Gentlemen, while the ladies have a part in bringing this change about, it falls upon us to do the actual “changing.” At the risk of sounding repetitive, Clint Eastwood, the manliest man that ever manned, in my opinion, said, “Sometimes if you want to see a change for the better, you have to take things into your own hands.” And that’s exactly what we have a responsibility to do. Men, we need to have some serious introspection. We all need to glance within ourselves and ask if the things we’ve been doing are truly manly. We need to question ourselves on what our own definition of manliness even is. Is it being the big, tough guy? Or is it being the nice, moral guy? Don’t get me wrong. Sometimes, to do what’s right, you do have to have a spine and be a tough guy, but is being a man being that strong, tough guy 24/7? I’m not saying to be a real man is to be feminine, but I am saying that being a man is not being a tough jerk all of the time. There is a fine median that we have to find, perhaps by being a little bit more respectful.

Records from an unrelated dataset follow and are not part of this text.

PR #206, opened 2023-08-07
Fix filtering when rule contains `Like` operator

### LINKED ISSUE #205: Instance Filter Dialog: filter is not working with `Like` operator

simasjar:
closes #205

### DIFF
--- a/packages/components/src/presentation-components/instance-filter-builder/InstanceFilterConverter.ts
+++ b/packages/components/src/presentation-components/instance-filter-builder/InstanceFilterConverter.ts
@@ -76,10 +76,14 @@ function convertFilter(filter: PresentationInstanceFilter, ctx: ConvertContext) 
 }
 
 function convertUniqueValuesCondition(filter: PresentationInstanceFilterCondition, ctx: ConvertContext) {
+  // Unique values works only with `IsEqual` and `IsNotEqual` operators.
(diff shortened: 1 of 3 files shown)


packages/components/src/presentation-components/instance-filter-builder/InstanceFilterConverter.ts
```diff
@@ -224,7 +224,11 @@ function handleStringifiedValues(filter: PresentationInstanceFilterCondition, se
   let selectedValueIndex = 0;
 
   const { displayValues, groupedRawValues } = deserializeDisplayValueGroupArray(serializedDisplayValues, serializedGroupedRawValues);
-  if (displayValues === undefined || groupedRawValues === undefined) {
+  if (
+    displayValues === undefined ||
+    groupedRawValues === undefined ||
+    (operator !== PropertyFilterRuleOperator.IsEqual && operator !== PropertyFilterRuleOperator.IsNotEqual)
```
saskliutas, line 230: I think operator should be checked in `convertUniqueValuesCondition` function before trying to deserialize values.

saskliutas (changes requested):

packages/components/src/presentation-components/instance-filter-builder/InstanceFilterConverter.ts
simasjar: fixed

simasjar: fixed

saskliutas (approved):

Now, society is at war with all men. They tell us we are evil, that we are pigs, that we are dumb apes. They tell us it’s time to step out of the spotlight and let women take the stage. I say men are capable of being so much more than what we’ve reduced ourselves to today, and that there’s room enough for both genders on the world stage of influence. We no longer live in a suppressive society, in fact it’s just the opposite! Men and women of all ethnicities and backgrounds all have equal opportunities today in America. All they have to do is pursue them.

So men, in these times of doubt and fear of whether we could wake up tomorrow, be accused of sexual harassment and spend years behind bars, I encourage us all to change. No, not in the ways society is telling us to. I don’t yearn to see the day when a man will walk around, wearing a bra and a dress with his nails painted, makeup done and lipstick on. Rather, we must morph into something manlier than this childish, disrespectful, trash some of us have become today. We must bring about a rebirth of chivalry in this time of masculine rebuke, lest our entire sex, and it’s sacred traditions, be lost with the passing of time. I don’t want my son to think it’s alright for him to say that he’s a girl. I want him to have pride in what he is. For my son, and for all our sons to be boys one day, it is time for us to be men.